** EXERCISE OBJECTIVE **
Search the listing below for the word "generate", and copy every line in which it turns up.
• • • •
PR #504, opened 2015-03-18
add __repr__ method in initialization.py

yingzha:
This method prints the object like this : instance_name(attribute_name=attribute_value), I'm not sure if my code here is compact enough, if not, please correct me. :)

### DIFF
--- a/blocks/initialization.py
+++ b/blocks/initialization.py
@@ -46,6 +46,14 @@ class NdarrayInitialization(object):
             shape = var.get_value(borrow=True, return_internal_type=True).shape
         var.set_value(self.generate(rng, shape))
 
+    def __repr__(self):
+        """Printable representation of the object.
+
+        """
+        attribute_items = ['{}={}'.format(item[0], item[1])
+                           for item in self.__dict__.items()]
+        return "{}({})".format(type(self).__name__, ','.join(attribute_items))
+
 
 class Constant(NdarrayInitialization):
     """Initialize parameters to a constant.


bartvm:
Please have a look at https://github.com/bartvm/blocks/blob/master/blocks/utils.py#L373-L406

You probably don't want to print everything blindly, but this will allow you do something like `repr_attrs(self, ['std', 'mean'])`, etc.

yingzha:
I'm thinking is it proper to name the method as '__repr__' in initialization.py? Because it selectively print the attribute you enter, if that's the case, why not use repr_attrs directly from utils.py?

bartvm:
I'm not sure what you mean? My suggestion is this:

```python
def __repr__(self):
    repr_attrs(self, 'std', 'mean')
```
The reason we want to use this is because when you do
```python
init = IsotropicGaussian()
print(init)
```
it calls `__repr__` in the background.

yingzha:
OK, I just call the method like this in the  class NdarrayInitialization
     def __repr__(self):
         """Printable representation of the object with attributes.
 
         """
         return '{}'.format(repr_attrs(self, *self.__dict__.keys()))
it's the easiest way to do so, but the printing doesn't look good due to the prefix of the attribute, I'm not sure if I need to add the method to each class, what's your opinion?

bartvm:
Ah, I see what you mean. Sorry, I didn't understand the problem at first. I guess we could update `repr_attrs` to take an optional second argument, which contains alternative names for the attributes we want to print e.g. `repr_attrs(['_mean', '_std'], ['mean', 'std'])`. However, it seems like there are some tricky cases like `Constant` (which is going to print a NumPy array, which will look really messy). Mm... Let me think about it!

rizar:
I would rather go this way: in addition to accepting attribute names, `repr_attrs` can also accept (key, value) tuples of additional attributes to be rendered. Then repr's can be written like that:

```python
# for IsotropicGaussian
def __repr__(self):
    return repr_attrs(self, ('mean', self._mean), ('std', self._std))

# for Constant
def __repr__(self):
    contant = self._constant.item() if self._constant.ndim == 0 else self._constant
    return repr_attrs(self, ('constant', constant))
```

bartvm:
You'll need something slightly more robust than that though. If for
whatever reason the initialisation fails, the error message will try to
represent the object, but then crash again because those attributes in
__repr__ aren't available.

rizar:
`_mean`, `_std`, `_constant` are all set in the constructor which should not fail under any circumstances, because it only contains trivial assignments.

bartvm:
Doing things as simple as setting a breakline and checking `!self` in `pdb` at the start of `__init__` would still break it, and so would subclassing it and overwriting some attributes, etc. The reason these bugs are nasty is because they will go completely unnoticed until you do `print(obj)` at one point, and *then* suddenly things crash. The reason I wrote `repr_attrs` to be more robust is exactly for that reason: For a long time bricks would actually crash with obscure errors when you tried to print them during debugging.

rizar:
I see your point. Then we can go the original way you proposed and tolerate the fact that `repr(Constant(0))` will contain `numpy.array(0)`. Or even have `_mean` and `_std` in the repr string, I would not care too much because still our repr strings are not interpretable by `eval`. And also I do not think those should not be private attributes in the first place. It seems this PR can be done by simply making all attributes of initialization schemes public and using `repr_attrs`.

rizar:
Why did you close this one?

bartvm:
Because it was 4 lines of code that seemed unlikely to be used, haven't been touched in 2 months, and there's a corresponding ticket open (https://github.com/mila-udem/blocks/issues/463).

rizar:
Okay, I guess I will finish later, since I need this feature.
• • • •
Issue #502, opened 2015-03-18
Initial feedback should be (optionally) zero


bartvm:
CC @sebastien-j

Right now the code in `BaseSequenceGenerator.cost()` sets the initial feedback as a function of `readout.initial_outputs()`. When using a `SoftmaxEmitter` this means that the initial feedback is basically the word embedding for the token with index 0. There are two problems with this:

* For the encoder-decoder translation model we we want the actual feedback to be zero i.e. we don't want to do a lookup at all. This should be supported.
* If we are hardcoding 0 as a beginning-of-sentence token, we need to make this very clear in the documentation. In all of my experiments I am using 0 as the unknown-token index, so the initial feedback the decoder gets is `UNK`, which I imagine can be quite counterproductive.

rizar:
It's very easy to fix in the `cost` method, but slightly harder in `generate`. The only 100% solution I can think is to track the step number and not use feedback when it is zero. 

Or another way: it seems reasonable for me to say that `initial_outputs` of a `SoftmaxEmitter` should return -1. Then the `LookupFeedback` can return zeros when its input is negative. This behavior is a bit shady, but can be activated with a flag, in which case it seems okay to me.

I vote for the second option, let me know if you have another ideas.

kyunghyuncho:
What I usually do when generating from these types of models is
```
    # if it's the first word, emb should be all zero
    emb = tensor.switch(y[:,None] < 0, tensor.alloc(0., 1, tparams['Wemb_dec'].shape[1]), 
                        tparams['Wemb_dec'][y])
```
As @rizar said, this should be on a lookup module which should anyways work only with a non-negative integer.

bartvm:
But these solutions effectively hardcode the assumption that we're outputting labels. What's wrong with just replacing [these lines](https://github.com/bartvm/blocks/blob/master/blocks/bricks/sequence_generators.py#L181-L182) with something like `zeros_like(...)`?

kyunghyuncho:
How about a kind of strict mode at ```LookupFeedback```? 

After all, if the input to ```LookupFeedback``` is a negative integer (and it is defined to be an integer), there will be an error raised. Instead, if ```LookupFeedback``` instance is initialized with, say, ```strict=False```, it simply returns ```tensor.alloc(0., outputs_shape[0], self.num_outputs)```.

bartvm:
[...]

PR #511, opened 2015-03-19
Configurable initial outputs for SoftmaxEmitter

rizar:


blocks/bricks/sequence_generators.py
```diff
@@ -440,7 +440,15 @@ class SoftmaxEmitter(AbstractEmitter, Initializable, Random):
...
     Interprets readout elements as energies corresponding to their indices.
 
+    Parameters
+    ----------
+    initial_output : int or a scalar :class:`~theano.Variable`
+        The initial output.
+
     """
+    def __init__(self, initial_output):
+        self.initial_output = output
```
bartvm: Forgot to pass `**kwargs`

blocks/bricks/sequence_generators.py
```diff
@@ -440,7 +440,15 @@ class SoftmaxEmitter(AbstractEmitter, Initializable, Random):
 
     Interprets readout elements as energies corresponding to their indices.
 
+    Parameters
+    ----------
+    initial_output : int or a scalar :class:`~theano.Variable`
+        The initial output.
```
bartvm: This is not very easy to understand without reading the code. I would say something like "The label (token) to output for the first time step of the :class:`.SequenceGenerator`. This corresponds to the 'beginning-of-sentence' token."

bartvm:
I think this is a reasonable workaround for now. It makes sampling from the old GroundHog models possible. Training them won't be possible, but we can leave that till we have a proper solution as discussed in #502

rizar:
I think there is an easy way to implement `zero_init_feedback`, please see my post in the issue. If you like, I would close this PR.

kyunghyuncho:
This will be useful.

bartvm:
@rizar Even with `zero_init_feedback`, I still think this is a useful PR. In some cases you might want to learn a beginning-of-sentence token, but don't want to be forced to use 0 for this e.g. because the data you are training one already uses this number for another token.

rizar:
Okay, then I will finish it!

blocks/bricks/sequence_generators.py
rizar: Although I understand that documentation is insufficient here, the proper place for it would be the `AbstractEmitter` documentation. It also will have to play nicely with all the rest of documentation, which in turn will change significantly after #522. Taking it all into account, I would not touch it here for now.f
• • • •
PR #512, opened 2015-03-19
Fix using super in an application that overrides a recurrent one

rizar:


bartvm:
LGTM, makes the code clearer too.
• • • •
** FINAL ANSWER **
         var.set_value(self.generate(rng, shape))
It's very easy to fix in the `cost` method, but slightly harder in `generate`. The only 100% solution I can think is to track the step number and not use feedback when it is zero. 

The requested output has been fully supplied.